[Records contained in a dataset]
Content starts

PR #964, opened 2019-09-23
Do implicit type casting in relational expression.

### LINKED ISSUE #530: logic && bug in where clause
nebula> GO FROM 100 OVER like WHERE likeness >= 0 && likeness <= 100;                                                                                                                                              

======                                                                                                                                                                                                             | id |                                                                                                                                                                                                             ======                                                                                                                                                                                                             Got 0 rows (Time spent: 1512/2474 us)          

BUT: 
The likeness value is 90.02 : 

nebula> GO FROM 100 OVER like yield like.likeness                                                                                                                                                                  =================                                                                                                                                                                                                  | like.likeness |                                                                                                                                                                                                  =================                                                                                                                                                                                                  |     90.020000 |                                                                                                                                                                                                  -----------------                                                                                                                                                                                                  Got 1 rows (Time spent: 1296/1971 us)    


and try || , the result is correct.

CPWstatic:
Close #530.
The **boost::variant** will not compare the content if the type do not match. So we should do implicit type casting.

### DIFF
--- a/src/common/filter/Expressions.cpp
+++ b/src/common/filter/Expressions.cpp
@@ -933,6 +933,13 @@ OptVariantType RelationalExpression::eval() const {
 
     auto l = left.value();
     auto r = right.value();
+    if (l.which() != r.which()) {
+        auto s = implicitCasting(l, r);
+        if (!s.ok()) {
+            return s;
+        }
+    }
+
     switch (op_) {
         case LT:
             return OptVariantType(l < r);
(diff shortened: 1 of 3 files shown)


src/common/filter/Expressions.cpp
```diff
@@ -933,6 +933,13 @@ OptVariantType RelationalExpression::eval() const {
 
     auto l = left.value();
     auto r = right.value();
+    if (l.which() != r.which()) {
+        auto s = implicitCasting(l, r);
+        if (!s.ok()) {
+            return std::move(s);
```
dutor: FYI. In principle, there is no need for `std::move` here.

CPWstatic:
Jenkins go!

PR #966, opened 2019-09-23
Added exception handling for  folly::to

### LINKED ISSUE #833: Exception handling in folly::to
I found that folly::to function may throw an exception.

For example, in function FileBasedWal::scanAllWalFiles:
   ```
      try {
             startIdFromName = folly::to<int64_t>(parts[0]);
         } catch (const std::exception& ex) {
             LOG(ERROR) << "Ignore bad file name \"" << fn << "\"";
             continue;
         }
```

But in many places, the exception thrown by the following::to is not processed， for example：in  function HBaseStore::decode

Unhandled exception  will cause server crash.

### PR DESCRIPTION
**Pull request by darionyaphet**
closes #833

### CODE REVIEW

File: src/kvstore/NebulaStore.cpp [hunk 1]
```diff
@@ -57,7 +57,14 @@ bool NebulaStore::init() {
             for (auto& dir : dirs) {
                 LOG(INFO) << "Scan path \"" << path << "/" << dir << "\"";
                 try {
-                    auto spaceId = folly::to<GraphSpaceID>(dir);
+                    GraphSpaceID spaceId;
+                    try {
+                        spaceId = folly::to<GraphSpaceID>(dir);
+                    } catch (const std::exception& ex) {
+                        LOG(ERROR) << "Data path invalid: " << dir;
```
dutor: Maybe we should log out the verbose info of the exception.

src/kvstore/plugins/hbase/HBaseStore.cpp
```diff
@@ -80,28 +80,33 @@ std::string HBaseStore::encode(GraphSpaceID spaceId,
...
+                    break;
+                case cpp2::SupportedType::BOOL:
+                    values.emplace_back(folly::to<bool>(value));
+                    break;
+                default:
+                    LOG(ERROR) << "Type Error : " << value;
+                    break;
+            }
+        } catch (const std::exception& ex) {
+            LOG(ERROR) << "encoding failed: " << fieldName << ":" << value;
```
dutor: ditto.

yixinglu:
Jenkins go

Issue #910, opened 2019-09-09
Package IMPORTER assembled with its dependencies. 


dangleptr:
IMPORTER should be an independent tool.

PR #969, opened 2019-09-23
Support IMPORTER assembled with its dependencies

darionyaphet:
#910 Usage case: 

```
java -jar target/importer-1.0.0-beta.jar args
```


jude-zhu:
Jenkins go

darionyaphet:
thanks ~

PR #2315, opened 2020-08-25
Yet another fix in raft election

critical27:
2 phase commit in election.

| | lastLogId | lastLogTerm | currentTerm |
|-|-----------|-------------|-------------|
|A|   100     |     15      |     15      |
|B|    90      |     15      |     15      |

We restart service, A start election with `proposed term` = `currentTerm` + 1 = 16, B will vote for A, B will set `currentTerm` to 16. However, the response is timeout. 

After that no one will win election. B's term is higher, so B won't vote for A. On the other hand, since `lastLogTerm` is same, but A's `lastLogId` is bigger, A won't vote for B.

### DIFF
--- a/src/kvstore/raftex/RaftPart.cpp
+++ b/src/kvstore/raftex/RaftPart.cpp
@@ -401,7 +401,7 @@ void RaftPart::preProcessTransLeader(const HostAddr& target) {
                         self->role_ = Role::CANDIDATE;
                         self->leader_ = HostAddr(0, 0);
                     }
-                    self->leaderElection();
+                    self->leaderElection(false);
                 });
             }
             break;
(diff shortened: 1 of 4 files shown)


src/kvstore/raftex/RaftPart.cpp
```diff
@@ -1011,48 +1012,57 @@ bool RaftPart::prepareElectionRequest(
     req.set_part(partId_);
     req.set_candidate_ip(addr_.first);
     req.set_candidate_port(addr_.second);
-    req.set_term(term_ + 1);
+    if (isPreVote) {
+        req.set_term(term_ + 1);
+    } else {
+        req.set_term(++term_);
```
dangleptr, line 1018: Bump up term_ before commit step?  What if timeout in this step?  The term_ will be increased crazily, it is same with the original purposeTerm.

critical27: Make sense, so use the term in prepare phase?

critical27:
Will fix this in another way, just close it.

PR #2316, opened 2020-08-25
[RAFT] fix raft snapshot by mistake

critical27:
1. When elected as leader, we need to reset all info in `Host`, which may trigger snapshot by mistake. Otherwise, if it is elected as leader more than once, the info in host is outdated.
2. Add more EventListener

@sherman-the-tank, we will open another PR to fix election problem.

### DIFF
--- a/src/kvstore/raftex/Host.h
+++ b/src/kvstore/raftex/Host.h
@@ -53,6 +53,18 @@ public:
         stopped_ = true;
     }
 
+    void reset() {
+        std::unique_lock<std::mutex> g(lock_);
+        noMoreRequestCV_.wait(g, [this] { return !requestOnGoing_; });
+        logIdToSend_ = 0;
+        logTermToSend_ = 0;
+        lastLogIdSent_ = 0;
+        lastLogTermSent_ = 0;
+        committedLogId_ = 0;
+        sendingSnapshot_ = false;
+        followerCommittedLogId_ = 0;
+    }
+
     void waitForStop();
 
     bool isLearner() const {
--- a/src/kvstore/raftex/RaftPart.cpp
+++ b/src/kvstore/raftex/RaftPart.cpp
@@ -562,7 +562,7 @@ folly::Future<AppendLogResult> RaftPart::appendLogAsync(ClusterID source,
     auto retFuture = folly::Future<AppendLogResult>::makeEmpty();
 
     if (bufferOverFlow_) {
-        PLOG_EVERY_N(WARNING, 30) << idStr_
+        PLOG_EVERY_N(WARNING, 100) << idStr_
                      << "The appendLog buffer is full."
                         " Please slow down the log appending rate."
                      << "replicatingLogs_ :" << replicatingLogs_;
@@ -1163,6 +1163,9 @@ bool RaftPart::leaderElection() {
                 std::lock_guard<std::mutex> g(raftLock_);
                 if (status_ == Status::RUNNING) {
                     leader_ = addr_;
+                    for (auto& host : hosts_) {
+                        host->reset();
+                    }
                     bgWorkers_->addTask([self = shared_from_this(),
                                        term = voteReq.get_term()] {
                         self->onElected(term);
--- a/src/kvstore/raftex/RaftPart.cpp
+++ b/src/kvstore/raftex/RaftPart.cpp
@@ -362,7 +362,7 @@ AppendLogResult RaftPart::canAppendLogs() {
         return AppendLogResult::E_STOPPED;
     }
     if (role_ != Role::LEADER) {
-        PLOG_EVERY_N(ERROR, 100) << idStr_ << "The partition is not a leader";
+        LOG_EVERY_N(ERROR, 100) << idStr_ << "The partition is not a leader";
         return AppendLogResult::E_NOT_A_LEADER;
     }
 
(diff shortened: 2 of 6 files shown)


src/kvstore/raftex/RaftPart.cpp
```diff
@@ -1317,8 +1320,10 @@ void RaftPart::processAskForVoteRequest(
         return;
     }
 
-    // Check candidate's proposed term is greater than current term
-    if (req.get_term() <= term_) {
+    // Check candidate's proposed term is greater than current term, there is one exception,
+    // if candidate's proposed term is same as current term and it is the leader we voted before,
+    // we could vote for it again because it maybe a retry
+    if (req.get_term() < term_ || (req.get_term() == term_ && leader_ != candidate)) {
```
dangleptr, line 1326: Maybe a better way is
```
if (req.term == term_ && leader_ == candidate) {
           resp.set_error_code(cpp2::ErrorCode::SUCCEEDED);	    
           resp.set_current_term(term_);
           return;
}
```

src/kvstore/raftex/Host.h
```diff
@@ -53,6 +53,22 @@ class Host final : public std::enable_shared_from_this<Host> {
         stopped_ = true;
     }
 
+    void reset() {
```
dangleptr, line 56: Well done.

src/kvstore/raftex/RaftPart.cpp
critical27: Make sense, more clear

src/kvstore/raftex/Host.h
```diff
@@ -53,6 +53,22 @@ class Host final : public std::enable_shared_from_this<Host> {
...
+        std::lock_guard<std::mutex> g(lock_);
+        if (!promise_.isFulfilled()) {
```
dangleptr, line 58: I am thinking about this logic. 
If we setValue for current promise here, what if the repsonse comes back,  reset the promise again? 
Is it legal?

src/kvstore/raftex/RaftPart.cpp
```diff
@@ -1080,6 +1080,9 @@ typename RaftPart::Role RaftPart::processElectionResponses(
         term_ = proposedTerm;
         role_ = Role::LEADER;
         leader_ = addr_;
+        for (auto& host : hosts_) {
+            host->reset();
+        }
```
bright-starry-sky, line 1085: Em...  I have  one question, because reset hosts_ at here, What will happen if appendLogsInternal failed？
I saw to assign values to hosts_ in method `Host::appendLogs`, means this part will not be able to vote leader again when `appendLogsInternal` cannot execute successfully . right?

dangleptr:
Please check the failed UT.  snapshot_command_test
BTW.  Maybe we should add a chaos plan to cover the case inside nebula-chaos

bright-starry-sky:
> Please check the failed UT. snapshot_command_test
> BTW. Maybe we should add a chaos plan to cover the case inside nebula-chaos

The test case is available in chaos repo. let me resolve the conflict just now. 
But I suggest interweaving this case into other complex tests.
https://github.com/vesoft-inc/nebula-chaos/pull/6

src/kvstore/raftex/RaftPart.cpp
```diff
@@ -1317,6 +1320,14 @@ void RaftPart::processAskForVoteRequest(
...
     }
 
+    // If candidate's proposed term is same as current term and it is the leader we voted before,
+    // we could vote for it again because it maybe a retry
+    if (req.get_term() == term_ && leader_ == candidate) {
+        resp.set_error_code(cpp2::ErrorCode::SUCCEEDED);
+        resp.set_current_term(term_);
+        return;
+    }
+
```
liuyu85cn, line 1330: talked offline already, there will be a problem if : 

precondition
A: Term 14, logid 100
B: Term 14, logid 90
C: term 14, logid 95.

Then, Network broken for a while, A, B, C begin leader election

B get request of C before A. 

B: term = 15, leader_ = C, and won't vote for A forever.

src/kvstore/raftex/RaftPart.cpp
critical27: Good question, we will change values of hosts when `Host::appendLogs`, the corner case is that if one is elected as leader of consecutive term, there maybe one request which may have not received response yet. So we wait until all response is received, see just a few lines above.

BTW, we don't use the values in `Host` in election, the info in `RaftPart` is what we used when we vote.

bright-starry-sky: > Good question, we will change values of hosts when `Host::appendLogs`, the corner case is that if one is elected as leader of consecutive term, there maybe one request which may have not received response yet. So we wait until all response is received, see just a few lines above.
> 
> BTW, we don't use the values in `Host` in election, the info in `RaftPart` is what we used when we vote.

got, thanks.

src/kvstore/raftex/RaftPart.cpp
```diff
@@ -1075,9 +1068,20 @@ typename RaftPart::Role RaftPart::processElectionResponses(
...
+            host->reset();
+        }
+        bgWorkers_->addTask([self = shared_from_this(), proposedTerm] {
+            self->onElected(proposedTerm);
+        });
+        lastMsgAcceptedTime_ = 0;
+        return true;
+    } else {
+        LOG(INFO) << idStr_ << "Didn't get enough votes of term " << proposedTerm;
+        role_ = Role::FOLLOWER;
```
wadeliuyi, line 1082: by raft protocol, if the votes has been divide by other candidate, maybe no need change the role, when it election timeout, add term and request vote again.

critical27: Indeed, the problem is that we use proposed term in election, which will make no leader is elected. We'll open another PR to fix it.

dangleptr (approved):

panda-sheep (approved):
Excellent，👍!

PR #2320, opened 2020-08-26
Exposing some metrics about ThreadManager

chenxu14:
Sometimes we don't know if the setting of num_worker_threads are suitable, or whether the threadpool’s usage is saturated.
We’d better exposing some metrics about the ThreadManager in order to get a feedback.

PR mainly do the following thing
(1) declare nebula:: thread::getThreadManager() in ThreadManager.cpp in order to build ThreadManager instance that can be used by metad, graphd and storaged.
(2) Exposing some metrics about ThreadManager, in order to get feedback on how many threads we should run with


Sophie-Xie:

PR #2321, opened 2020-08-26
Revert "Remove proposed term in raft election"

critical27:
Reverts vesoft-inc/nebula#2297. @sherman-the-tank, will modify according to discussion.


dangleptr:
Revert it, we have another easy way to fix the problem.

dangleptr (approved):

darionyaphet (approved):

bright-starry-sky (approved):

PR #2325, opened 2020-08-27
[RAFT] Add keepAlive heartBeat to keep the leader stable

dangleptr:
Currently, we use an empty log as heartBeat to keep alive for leader.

Content ends

§ Your instructions:
Each line holding the word "consecutive" must be copied from the data.

§ Expected answer:
critical27: Good question, we will change values of hosts when `Host::appendLogs`, the corner case is that if one is elected as leader of consecutive term, there maybe one request which may have not received response yet. So we wait until all response is received, see just a few lines above.
bright-starry-sky: > Good question, we will change values of hosts when `Host::appendLogs`, the corner case is that if one is elected as leader of consecutive term, there maybe one request which may have not received response yet. So we wait until all response is received, see just a few lines above.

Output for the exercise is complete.